Nexi

Note: This is a daily stock update and the information stands true as of 26/05/26, 09:00 CET

Company Update:
Cassa Depositi e Prestiti (CDP) announced it will increase its stake in Nexi to 29.9% vs 19.14% currently.  Under Italian law, crossing the 30% threshold would trigger a mandatory public takeover bid.
This is an aggressive, pre-emptive defense. CDP is not just "fending off" a potential bid by CVC; they are effectively telling the market that Nexi's core infrastructure is off-limits to corporate raiders.
For CVC, without the ability to execute a clean take-private or carve out the banking division, the industrial logic of their bid collapses.

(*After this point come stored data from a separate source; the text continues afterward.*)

Issue #3965, opened 2025-05-31
[UI bug, dangerous impact] Settings pane continues unselected task in background when switching from Plan to Act tabs


alexn-tinwell:
### What happened?

When using the settings pane (not the chat toggle) to switch from Plan to Act mode to edit config, the last task continues running in Act mode _even though it was explicitly exited and not selected_. The user expected that switching modes via settings wouldn't resume a task they had already exited from. Instead, the previously exited task resumed/continued in Act mode automatically, which was the exact behavior the user was trying to avoid.

### Steps to reproduce

1. Have a task running in Plan mode
2. Exit the current task by going to chat history  
3. Go to Settings pane
4. Switch from Plan to Act mode
5. Observe that the previously exited task resumes/continues in Act mode automatically (unintended behavior)

### Relevant API REQUEST output

```shell
N/A
```

### Provider/Model

anthropic / claude-sonnet-4-20250514

### Operating System

darwin 24.4.0

### System Info

VSCode: 1.100.2, Node.js: v20.19.0, Architecture: arm64

### Cline Version

3.17.8

### Additional context

- User is on macOS
- Issue is reproducible consistently
- User was specifically trying to change the model and wanted to avoid the task continuing
- The task that continued was originally a Plan mode task
- This behavior differs from the chat toggle method for switching modes

kevinneung:
Thanks for reporting this @alexn-tinwell , it looks like the underlying issue is that:

-changing between "Plan Mode" and "Act Mode" for configurations, in the Cline settings, actually changes the chat state from "Plan" or "Act"
-This changing between the "Plan" or "Act" state, while interacting with the settings, causes planned suggestions to automatically execute upon returning to a task in plan mode

I was able to reproduce this on my Windows machine.
I'll bring this up to the team!

alexn-tinwell:
I think this might also help explain why toggling the Settings tabs has some lag too, and might be related to why settings revert in some instances (I've definitely had more anecdotal success avoiding that bug if I click more slowly to give it time to save....)

alexn-tinwell:
Unsure how else to raise awareness for this disastrous bug other than to keep commenting on the ticket.

Repeating replication steps:
- Complete a plan
- Realise that I want a different model for the Act mode
- Go to Settings to change it, tapped on Act tab
- **In the background behind the settings pane the prior task continues, with the wrong model, wasting money and potentially running terminal commands depending on user settings(!!)**

This has been confirmed by the team over a month ago

[...]

PR #4421, opened 2025-06-24
Fix: Solving race condition in the Plan/Act mode switching functionality

arafatkatze:
Solves https://github.com/cline/cline/issues/3965

## Description

This PR fixes multiple issues with the Plan/Act mode switching functionality in the Settings view, improving user experience and preventing race conditions.

### Problems Solved

1. **Race Condition with Save Button**
   - The Save button would incorrectly become enabled when switching between Plan and Act modes
   - Multiple re-renders during mode switches caused the change detection to run before the reference state was updated
   - This made it appear as if there were unsaved changes when there weren't

2. **Auto-Save Behavior**
   - Settings were automatically saved when switching modes without user consent
   - This was inconsistent with the rest of the UI where users must explicitly save changes
   - Users had no control over whether changes were saved or discarded when switching modes

3. **Poor User Experience**
   - The dialog used confusing "Discard" language when switching modes
   - Users couldn't choose to save their changes before switching modes
   - The behavior was different from the Cancel button, creating inconsistency

### Solution Implemented

1. **Enhanced Dialog System**
   - Modified `UnsavedChangesDialog` to support three buttons and customizable text
   - When switching modes with unsaved changes, users now see:
     - "Cancel" - Stay in current mode
     - "Save & Switch" - Save changes then switch modes  
     - "Switch Without Saving" - Switch without saving changes

2. **Removed Auto-Save**
   - The `handlePlanActModeChange` function no longer calls `handleSubmit(true)` automatically
   - Users now have full control over their changes

3. **Fixed Race Conditions**
   - Added `isSwitchingMode` flag to prevent concurrent mode switches
   - The `hasChanges` effect skips comparison while switching modes
   - Mode change detection immediately updates the reference state

4. **Improved State Management**
   - Added `pendingModeSwitch` state to track which mode the user wants to switch to
   - Created `handleSaveAndSwitch` function to save changes before switching
   - Modified `handleConfirmDiscard` to handle both Cancel and mode switch scenarios

### Why These Changes Were Introduced

- **User Control**: Users should decide whether to save or discard changes, not have it done automatically
- **Consistency**: All parts of the Settings UI should behave the same way
- **Clear Communication**: "Save & Switch" is clearer and more positive than "Discard"
- **Prevent Confusion**: The Save button no longer appears incorrectly during mode switches

### How I Tested

1. **Basic Flow**
   - Open Settings → Enable "Use different models for Plan and Act modes"
   - Make changes (select different model) → Switch modes
   - Verify dialog appears with three options
   - Test each option (Cancel, Save & Switch, Switch Without Saving)

2. **Race Condition Testing**
   - Rapidly switch between Plan and Act modes
   - Verify Save button doesn't appear during switches
   - Confirm no state corruption occurs

3. **State Persistence**
   - Make changes in Plan mode → Save & Switch to Act
   - Verify Plan mode changes are saved
   - Make changes in Act mode → Switch Without Saving to Plan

While this means that the speculative appeal of Nexi is decreasing, we don't see that as bad news as it brings structural stability. Yet, it will force the group to execute its long-term strategy under the heavy watchful eye of state-directed capitalism.

Expert Opinion:
Nexi, much like Worldline, has suffered from severe decompression in multiples over the last few years, losing significant value from its post-pandemic highs due to structural shifts, merchant fee compression, and concerns around AI and rising fintech competition. The company is still generating strong free cash flow, allowing for g a nice dividend yield. 

Concerns of rising competition (be it from Fintech or Adyen or other legacy payment companies) are here to stay in a fast-evolving sector, but the clear support of the Italian state and the healthy cash flow generation make Nexi a compelling investment at this stage. Simply too cheap to ignore.